When disruptors introduced reasonably priced pricing and higher experiences, they did the industry a favor. But for those recent or less savvy, the fusion of investing, prediction markets and social media increases risk. We could also be a market correction or two away from a generation falling even further behind.

Red flags to look at out for

So what should investors concentrate to? Of course, not all platforms are the identical. Ask yourself: Does this help me invest or strongly encourage me to trade? If your investment platform feels more like a slot machine than a financial instrument, it’s value asking what behaviors it encourages.

Understand what’s being offered. Commission-free trading sounds great, but don’t confuse this with the concept “every trading is free”. Investment platforms are complex and expensive to develop and operate. In order to cover costs and return capital to backers, these platforms need recent sources of income. In this market environment, speculative products (like crypto and options) are easier to scale and appear more exciting than traditional offerings. These products promote riskier investment practices (borrowing on margin, buying and selling more regularly) that might not be in one of the best interests of investors. Understanding how these features work and why they exist keeps you on top of things.

The next standard

Recognizing warning signs is just half the answer. Our focus needs to be on investor success, not short-term dopamine. This is not going to correct itself; It requires leadership from either side of the industry.

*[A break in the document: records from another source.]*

PR #1415, opened 2023-03-30
fixed small bugs in web interface

arneBersch:
I tried to fix two bugs in the web interface code.

### DIFF
--- a/webaccess/res/keypad.html
+++ b/webaccess/res/keypad.html
@@ -97,6 +97,7 @@ function connect()
   };
 
   websocket.onclose = function () {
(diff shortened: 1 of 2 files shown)


arneBersch:
- In keypad.html, the variable isConnected is set to true after connection, but when closing the connection, isConnected was still set to true enabling sending commands when the connection is closed.
- In simpledesk.js, after resetting an universe, the current page was set to 1, but the faders weren't changed and the page number wasn't changed either.

mcallegari:
Makes sense. Thanks for fixing :+1:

There is a necessity for established firms to further speed up product innovation. The same technology that could make investors overtrade may make them make smarter decisions: AI that encourages pondering reasonably than reacting, and gamification that rewards long-term pondering reasonably than quick motion.

For disruptors, this implies staying true to their original mission, when the actual aim was to make investing more accessible, to not make profits through speculation.

Real wealth comes from discipline and consistency over time. We should optimize for this.